Just 12 months ago, even the largest organisations lacked the infrastructure, tools and skills to turn large datasets into business insight. Today, though, the world has changed. A combination of low-cost, commodity hardware and great open-source software are lowering the Big Data bar for organisations of all types and sizes. Put simply, open-source solutions are allowing organisations to spin up hundreds of servers to support Big Data services in seconds, and pay only for the resources they use.

Here are just a few of the reasons why open-source software is the best foundation for Big Data:

1) Support for the latest Big Data tools

While proprietary operating systems (OSs) are upgraded every two to three years, some open-source OSs offer a much shorter release cycle and longer support periods. This means that all the latest Big Data tools are already supported - from the latest releases of Hadoop and Cassandra, to MongoDB and Couchbase; all the right tools that organisations need to get the most from their data.

2) Cloud compatibility

The best open-source operating systems offer native support for private and public clouds. As well as providing true portability of workloads between private and public clouds, these types of systems support real-time resource provisioning and scaling, with no requirement for per-machine licenses, which also means massive cost savings.

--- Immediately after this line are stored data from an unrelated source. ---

PR #2280, opened 2023-07-11
Bump case-app, add names limit to HelpFormat, move some name aliases, add test

### LINKED ISSUE #1883: Limit aliases for options in `--help`
Scala CLI has numerous aliases for many options. Which is nice, since it accounts for typos and makes it easier to remember the syntax for some, so let's not change that.
However, when viewing the `--help` for some commands, showing **all** of those aliases is overkill. 
I mean, look at this:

3) Rapid deployment for Big Data infrastructure

The infrastructure that supports Big Data operations must be flexible and easy to deploy. Therefore, it's important to have software that automates the process of installing instances on 'bare-metal' servers and allow computing resources to be dynamically re-purposed to handle different workloads based on changing business needs.

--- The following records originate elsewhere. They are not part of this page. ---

PR #3122, opened 2024-08-22
Add release notes for Scala CLI v1.5.0

Gedochao:
- https://github.com/VirtusLab/scala-cli/issues/3090

### DIFF
--- a/website/docs/release_notes.md
+++ b/website/docs/release_notes.md
@@ -8,6 +8,188 @@ import ReactPlayer from 'react-player'
 
 # Release notes
 
+## [v1.5.0](https://github.com/VirtusLab/scala-cli/releases/tag/v1.5.0)
+
+### Support for Scala 3.5.0
+This Scala CLI version switches the default Scala version to 3.5.0.
+
+```bash
+scala-cli version
+# Scala CLI version: 1.5.0
+# Scala version (default): 3.5.0
+```
+
+Added by [@Gedochao](https://github.com/Gedochao) in [#3093](https://github.com/VirtusLab/scala-cli/pull/3093).
+
+### Support for Scala Native 0.5.5
+This Scala CLI version switches the default Scala Native version to 0.5.5.
+
+```bash
+scala-cli -e 'println("Hello from Scala Native 0.5.5!")' --native
+# Compiling project (Scala 3.5.0, Scala Native 0.5.5)
+# Compiled project (Scala 3.5.0, Scala Native 0.5.5)
+# [info] Linking (multithreadingEnabled=true, disable if not used) (894 ms)
+# [info] Discovered 888 classes and 5407 methods after classloading
+# [info] Checking intermediate code (quick) (31 ms)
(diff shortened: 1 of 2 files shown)


website/docs/release_notes.md
```diff
@@ -8,6 +8,187 @@ import ReactPlayer from 'react-player'
...
+  def foo(): Unit = {
+    (1L to 1000L).sum
+  }
+}
+```
+
+Expect more improvements in this area in the future.
+Also, do play with it and give us feedback about the current implementation!
+
+Added by [@Gedochao](https://github.com/Gedochao) in [#3091](https://github.com/VirtusLab/scala-cli/pull/3091) and [#3118]( and https://github.com/VirtusLab/scala-cli/pull/3118).
```
kasiaMarek:
```suggestion
Added by [@Gedochao](https://github.com/Gedochao) in [#3091](https://github.com/VirtusLab/scala-cli/pull/3091) and [#3118](https://github.com/VirtusLab/scala-cli/pull/3118).
```

website/docs/release_notes.md
```diff
@@ -8,6 +8,187 @@ import ReactPlayer from 'react-player'
...
+```bash
+scala-cli run --dep io.get-coursier:coursier-cli_2.13:2.1.10 -- version
+# 2.1.10
+```
+
+This can be used similarly to [Coursier's `cs launch`](https://get-coursier.io/docs/cli-launch).
+
+Added by [@kasiaMarek](https://github.com/kasiaMarek) in [#3079](https://github.com/VirtusLab/scala-cli/pull/3079).
+
+### (⚡️ experimental) JMH available in various commands and via `using` directives
```
kasiaMarek, line 93: I would be very explicit here that `//> using jmh` or `--jmh` will cause `scala-cli run` to run benchmarks even when there exists a `main` class (I don't think that is very intuitive).

website/docs/release_notes.md
```diff
@@ -8,6 +8,187 @@ import ReactPlayer from 'react-player'
...
+Some improvements have been done to the experimental support for JMH (Java Microbenchmark Harness).
+
+The `--jmh` and `--jmh-version` options can now be passed to a number of commands:
+- `compile`, so that a Scala CLI project with benchmarking can be compiled separately from being run.
```
kasiaMarek:
```suggestion
- `compile`, so that a Scala CLI project with benchmarking can be compiled separately from being run;
```
NIT, but I don't think `.` makes much sense there.

kasiaMarek (approved):

website/docs/release_notes.md
Gedochao: I agree this is not very intuitive, although this behaviour has been with us long before this release. 
Still, let me add some more explanation, sure.

Gedochao: added some extra explanation under commands where `--jmh` is available, it now lists `run` there.

website/docs/release_notes.md
Gedochao: The regex caught this wrong... Making a mental note to fix the automation later.

PR #3126, opened 2024-08-23
Support multiple separate build targets

MaciejG604:
Had some time to fix a big problem in the way of #3085 - #3112.

After that is gone, moving from the PoC to its basic, still exciting version was very tempting. And so here we are.

This PR introduces support for multiple build targets in the BSP mode. Build targets are not in any way related, their classpath and project configuration should be totally separate, except of course for options passed from CLI which will be applied to all.

Setting up of build targets can be done with a `.toml` file where we define all build targets together with their roots - which corresponds to how all Scala CLI projects start their preprocessing - args from CLI. The rest is just for looping over the build targets doing the same stuff we always do.

The toml looks like this:
```
[modules.core]

[modules.utils]
roots = ["Utils.scala", "Utils2.scala"]
```
Where no roots is defined the name is picked and so the root of module `core` will be `core/` in the project workspace.


Gedochao:
Closing this, linked it back at https://github.com/VirtusLab/scala-cli/issues/4170
Any future discussion should go back there.

PR #3129, opened 2024-08-26
Doc: Tips on how to list available JVMs using coursier

jatcwang:


website/docs/reference/cli-options.md
```diff
@@ -639,7 +639,7 @@ Set the Java home directory
 
 Aliases: `-j`
 
-Use a specific JVM, such as `14`, `adopt:11`, or `graalvm:21`, or `system`
+Use a specific JVM, such as `14`, `adopt:11`, or `graalvm:21`, or `system`. scala-cli uses **cousier** to fetch JVMs, so you can use `cs java --available` to list the available JVMs.
```
tgodzik:
```suggestion
Use a specific JVM, such as `14`, `adopt:11`, or `graalvm:21`, or `system`. scala-cli uses [coursier](https://get-coursier.io/) to fetch JVMs, so you can use `cs java --available` to list the available JVMs.
```

tgodzik (changes requested):
Thanks! It might useful to link to it and there is a small typo.

website/docs/reference/cli-options.md
jatcwang: Updated thanks!

tgodzik:
Could you run `./mill -i 'generate-reference-doc[]'.run` ? We have a special reference doc for SIP purposes and it needs to be up to date. Thanks!

tgodzik (approved):
Thanks!

Issue #2708, opened 2024-01-31
plugin option added twice


tgodzik:
**Version(s)**
1.1.2

**Describe the bug**
When using:
```
//project.scala
//> using plugin "org.virtuslab::besom-compiler-plugin:0.1.1-SNAPSHOT"
```
the plugin option is sometimes added twice, but it doesn't seem to reproduce always/

**Expected behaviour**
Plugin option is added once.

Gedochao:
may be related to https://github.com/VirtusLab/scala-cli/issues/2621, as I never really got it working stably with Bloop... 🤔 
@tgodzik is it reproducible with `--server=false`?

lbialy:
--server=false does not generate bloop's json files I'm afraid

Gedochao:
> --server=false does not generate bloop's json files I'm afraid

@lbialy but it does pass plugin options to the compiler

lbialy:
There never was any issue with compilation by scala-cli, the error crashes metals and metals only.

lbialy:
Passed you a repro with minimization via slack.

keynmol:
Tomasz suggests that this is what breaks Metals for me, diagnostics not being delivered.

```scala
//> using scala "3.3.3"
//> using options -Werror -Wunused:all -Wvalue-discard -Wnonunit-statement
//> using plugin "org.virtuslab::besom-compiler-plugin:0.2.2"
//> using dep "org.virtuslab::besom-core:0.2.2"
//> using dep "org.virtuslab::besom-aws:6.23.0-core.0.2"
//> using dep "org.virtuslab::besom-awsx:2.5.0-core.0.2"

import besom.*
import besom.api.aws, besom.api.awsx

@main def main = Pulumi.run {
  val bucket =
    // THIS IS AN ERROR        v  <---- over here
    aws.s3.Bucket("my-bucket", ws.s3.BucketArgs(forceDestroy = true))

  Stack.exports(
    bucketName = bucket.bucket
  )

}

```
![CleanShot 2024-03-28 at 09 25 06](https://github.com/VirtusLab/scala-cli/assets/1052965/90175895-536a-4396-aa11-57aa0804fb3c)

![CleanShot 2024-03-28 at 09 30 28@2x](https://github.com/VirtusLab/scala-cli/assets/1052965/ecbbcd0f-9858-44af-8e16-8d420961ef0e)

lbialy:
[...]

PR #3139, opened 2024-08-30
improvement: Use distinct on ScalacOpt

tgodzik:
I am still getting an issue with multiple same plugin options and my guess is that the distinct doesn't work, especially that it is hard to figure out what can actually be contained there. Moving distinct to the end should be a much safer option.

Related to https://github.com/VirtusLab/scala-cli/issues/2708

### DIFF
--- a/modules/build/src/main/scala/scala/build/Build.scala
+++ b/modules/build/src/main/scala/scala/build/Build.scala
@@ -862,10 +862,10 @@ object Build {
           )
         }
 
-        val pluginScalacOptions = scalaArtifacts.compilerPlugins.distinct.map {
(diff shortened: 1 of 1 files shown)


Gedochao:
I mean, sure, but I'm not sure if this really changes much.
@tgodzik do we have a reproduction of the double plugin flag, so that we could add a test?

Gedochao (approved):
Optimally we'd like a test for this, but it can't hurt to try this.

lbialy:
I can test this immediately as besom compiler plugin breaks any scala-cli build, how can I download a nightly version of scala-cli?

tgodzik:
`scala-cli --cli-version nightly setup-ide .` should do it, but I don't think the nightly is up yet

4) Service-oriented development

In the future, developers will think about services, not the underlying infrastructure needed to support them. There are tools available for provisioning services and their underlying infrastructure components. This allows DevOps to deploy Big Data services in a matter of minutes, provisioning and interconnecting all the required infrastructure and apps.

5) No licensing restrictions

Unlike proprietary software, open-source OSs offer a cost-effective way of spinning up Big Data infrastructure, with no need for costly, per-machine licenses. Just make sure the OS you choose is completely free of licensing restrictions.

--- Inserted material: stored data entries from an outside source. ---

PR #3152, opened 2024-09-06
Change how help is referenced to avoid initialization oddness & update `case-app` to 2.1.0-M29

coreyoconnor:
This includes the update for `case-app`.

This supersedes pull #2964

Draft because I don't really understand why this only effected some options and not others and why only with this version of case app. That said...

`scala-cli` overrides `val messages`. This override references `name` which is a `def` in `CaseApp` equal to `help.progName`. Which is equal to `messages.progName`. Which is the `val messages` being defined. I'm not entirely sure on that last bit but I suspect Scala is not entirely sure as well. :)

Breaking these recursive dependencies appears to work. That's what this patch tries to do.
 
I suspect there is an issue in how `CaseApp` is constructed. Or perhaps `def help` should be overriden instead of `val messages`.

### DIFF
--- a/modules/integration/src/test/scala/scala/cli/integration/InstallAndUninstallCompletionsTests.scala
+++ b/modules/integration/src/test/scala/scala/cli/integration/InstallAndUninstallCompletionsTests.scala
@@ -69,9 +69,7 @@ class InstallAndUninstallCompletionsTests extends ScalaCliSuite {
   lazy val fishRcScript: String = {
     val progName = "scala-cli"
     val script =
-      s"""
-    complete $progName -a '($progName complete fish-v1 (math 1 + (count (__fish_print_cmd_args))) (__fish_print_cmd_args))'
-         |""".stripMargin
+      s"""complete $progName -a '($progName complete fish-v1 (math 1 + (count (__fish_print_cmd_args))) (__fish_print_cmd_args))'"""
     addTags(script)
   }
 
--- a/modules/cli/src/main/scala/scala/cli/commands/ScalaCommand.scala
+++ b/modules/cli/src/main/scala/scala/cli/commands/ScalaCommand.scala
@@ -34,9 +34,10 @@ import scala.cli.util.ConfigDbUtils.*
 import scala.cli.{CurrentParams, ScalaCli}
 import scala.util.{Properties, Try}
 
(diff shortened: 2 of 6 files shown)


Gedochao:
Did some fixes:
- formatting was off, ran `scalafmt`
- merged changes from `main` into this branch
- seems like your changes have fixed some of our unit tests, which weren't catching duplicate CLI options; fixed those

What's still breaking:
- it seems the completions don't work correctly, still need to investigate the failing test: `scala.cli.integration.InstallAndUninstallCompletionsTests.installing and uninstalling completions`

Gedochao:
Seems it was just whitespace that changed in the fish completions file generation, unsure what is causing this.
I adjusted the associated test.
I also cleaned up the commit structure, so that we won't have to squash when we merge this, the individual changes should be separated.

@tgodzik can you verify `fish` completions still work okay after this? an extra pair of eyes on the code won't hurt, either.

modules/integration/src/test/scala/scala/cli/integration/InstallAndUninstallCompletionsTests.scala
```diff
@@ -69,9 +69,7 @@ class InstallAndUninstallCompletionsTests extends ScalaCliSuite {
   lazy val fishRcScript: String = {
     val progName = "scala-cli"
     val script =
-      s"""
-    complete $progName -a '($progName complete fish-v1 (math 1 + (count (__fish_print_cmd_args))) (__fish_print_cmd_args))'
-         |""".stripMargin
+      s"""complete $progName -a '($progName complete fish-v1 (math 1 + (count (__fish_print_cmd_args))) (__fish_print_cmd_args))'"""
```
tgodzik, line 72: The whitespace is not significant, so this should be fine. I see that there is an extra newline actually generated previously, so I guess this should count as a fix? :sweat_smile:

Gedochao: Yeah, I thought the same.

Gedochao (approved):
@coreyoconnor I tweaked the PR to make the tests pass, hope you don't mind.
Thanks for helping with this!

coreyoconnor:
> @coreyoconnor I tweaked the PR to make the tests pass, hope you don't mind. Thanks for helping with this!

Woohoo! Thanks! Obviously I was away and only getting back to this now. XD Happy to help!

6) Out-of-the-box hardware support

There are license-free operating systems that are come already certified to run on low-cost, commoditised hardware in the datacentre. This is a key benefit for Big Data, which can require significant computing resources.

Open-source technology is helping organisations of all types and sizes convert massive datasets into meaningful business intelligence. While proprietary systems are expensive to deploy across large, distributed, Big Data environments, open-source software is far less expensive. What's more, it supports real-time scaling of Big Data environments, with no increase in licensing costs.

For these reasons, open-source software is leading the way for Big Data applications. These technologies support effective distribution of NoSQL databases, file systems and innovative Big Data applications such as Hadoop across tens or even hundreds of nodes. What's more, these kinds of systems support true compute and storage elasticity for Big Data platforms, ensuring organisations get the results they need faster.